◆ **Problem**
Restate the records that follow. Every word must match.

◆ **Data**
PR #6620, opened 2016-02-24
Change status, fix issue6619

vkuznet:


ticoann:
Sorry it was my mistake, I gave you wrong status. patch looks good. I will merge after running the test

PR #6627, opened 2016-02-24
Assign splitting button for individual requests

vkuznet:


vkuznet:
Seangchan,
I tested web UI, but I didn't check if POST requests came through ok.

◆ **Solved problem**
PR #6620, opened 2016-02-24
Change status, fix issue6619

vkuznet:


ticoann:
Sorry it was my mistake, I gave you wrong status. patch looks good. I will merge after running the test

PR #6627, opened 2016-02-24
Assign splitting button for individual requests

vkuznet:


vkuznet:
Seangchan,
I tested web UI, but I didn't check if POST requests came through ok.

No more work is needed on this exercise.